From KPBS comes word that NCTD deleted all COASTER and Sprinter maintenance funds and threw it into buses and truly idiotic studies. This included a long budgeted provision precisely for replacing those brakes.


----------



## DET63 (Apr 4, 2013)

From Paulus' link:



> NCTD’s Executive Director Matthew Tucker told the Investigations Desk in early March that the agency’s mechanical maintenance officer, Richard Berk, along with the maintenance contractor, Veolia Transportation, “failed to report” the brake problems when they were found in 2009 -- just one year after the line began operations.
> However, Berk, who quit the agency in early March, has maintained that many people knew about the brake problems, including his superiors. The agency’s Capital Improvement Program (CIP) budgets bolster his statements: funding for the SPRINTER’s “Drive System Overhaul” -- which would have included replacing the brakes, according to Berk -- made it to the top of the agency’s priority list in 2012. The item was cut this year.
> 
> Although Berk was not included in the final budgeting process, he says, the brake priority was mentioned “in all discussions” that he had about the SPRINTER capital budget proposal.

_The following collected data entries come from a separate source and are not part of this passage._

PR #1107, opened 2023-02-03
Create TermInfoBuf and FdBuf

V-FEXrt:
This should be the final prep PR and the next PR will include actually emitting color in `--failed` and the like.

This PR introduces TermInfoBuf, FdBuf, and the associated tests but does not directly use any of them.

### DIFF
--- a/src/runtime/term.cpp
+++ b/src/runtime/term.cpp
@@ -23,8 +23,333 @@
 #ifndef __EMSCRIPTEN__
 
 #include <curses.h>
+#include <sys/ioctl.h>
 #include <term.h>
+#include <termios.h>
 #include <unistd.h>
+
+#include <cstring>
+#include <set>
+#include <sstream>
+
+#define XTERM256_FOREGROUND_ESCAPE 38
+#define XTERM256_BACKGROUND_ESCAPE 48
+#define XTERM256_8BIT_ESCAPE 5
+
+void TermInfoBuf::clear_codes() {
+  codes.clear();
+  cur_code = -1;
+}
+
+// Puts a character to `buf`
+void TermInfoBuf::put(char c) { buf.sputc(c); }
+
+// Puts a string to `buf`
+void TermInfoBuf::putstr(const char *str) { buf.sputn(str, strlen(str)); }
+
+// Updates `cur_code` with the next read digit
+void TermInfoBuf::update_code(char digit) {
+  if (cur_code < 0) cur_code = 0;
+  cur_code = cur_code * 10 + digit;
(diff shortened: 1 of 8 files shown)


src/runtime/term.cpp
```diff
@@ -23,9 +23,325 @@
...
+        put(c);
+      }
+      break;
+    case State::esc_state:
+      // TODO: Add other things to this state,
+      // specifically all the escape sequences we
+      // we want to ignore. There should be two
+      // cases, one character cases and two character
+      // cases. For the two character case we'll need
+      // an extra case.
```
JakeSiFive, line 275: I think this todo is todone

src/runtime/term.cpp
```diff
@@ -23,9 +23,325 @@
...
+
+int FdBuf::overflow(int c) {
+  if (c == EOF) {
+    return EOF;
+  }
+
+  char ch = c;
+  ssize_t r = write(fd, &ch, sizeof(ch));
+  if (r == -1) {
+    // TODO(jake): what should be done here?
```
JakeSiFive, line 337: We should just roll over and die. The only error that isn't catastrophic here is `EINTR` so what you could do if you wanted to be smart is this

```
do {
  size_t r = write(fd, &ch, sizeof(ch));
  if (r == -1 && errno != EINTR) { /* roll over and die in a hole */ }
} while (errno != EINTR);
```

That's a maximally safe way to do the write I suppose.

src/runtime/term.cpp
```diff
@@ -58,42 +402,47 @@ const char *term_intensity(int code) {
 
 const char *term_normal() { return sgr0 ? sgr0 : ""; }
 
-bool term_init(bool tty_) {
+bool term_init(bool tty_, bool skip_atty) {
```
JakeSiFive, line 405: please put a todo to reconsider skip_atty after full color support is added.

JakeSiFive (approved):

src/runtime/term.cpp
```diff
@@ -23,9 +23,323 @@
...
+
+static void write_num(std::streambuf &buf, int x) {
+  std::string s = std::to_string(x);
+  buf.sputn(s.c_str(), s.size());
+}
+
+// In case we have to back up from the num_state to default_state,
+// we put all previous characters. This happens if at some point
+// we have to flush all thus-far collected numbers because the
+// escape code is invalid. There is some special edge case handeling
```
mwachs5, line 233:
```suggestion
// escape code is invalid. There is some special edge case handling
```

Sounds like Tucker is trying to throw Berk--if you'll pardon the expression--under the bus.


----------



## Ispolkom (May 11, 2013)

Is there any chance the Sprinter will be running when I visit San Diego in the second week in June? Looking at the Sprinter-uption Web site (I gag at the thought of how much more time was probably put into thinking up that title vs monitoring the train's brake system), I don't have a lot of hope.


----------



## thully (May 16, 2013)

NCTD just announced on their website (gonctd.com) that the Sprinter will be back up and running as of this upcoming Saturday (May 18th), on its regular schedule. So unless they have more problems between now and then, it should be fully functional in June.


----------



## Portly Peters (Jul 25, 2014)

How was this fixed? Do we have to worry about this coming up again in a few years?


----------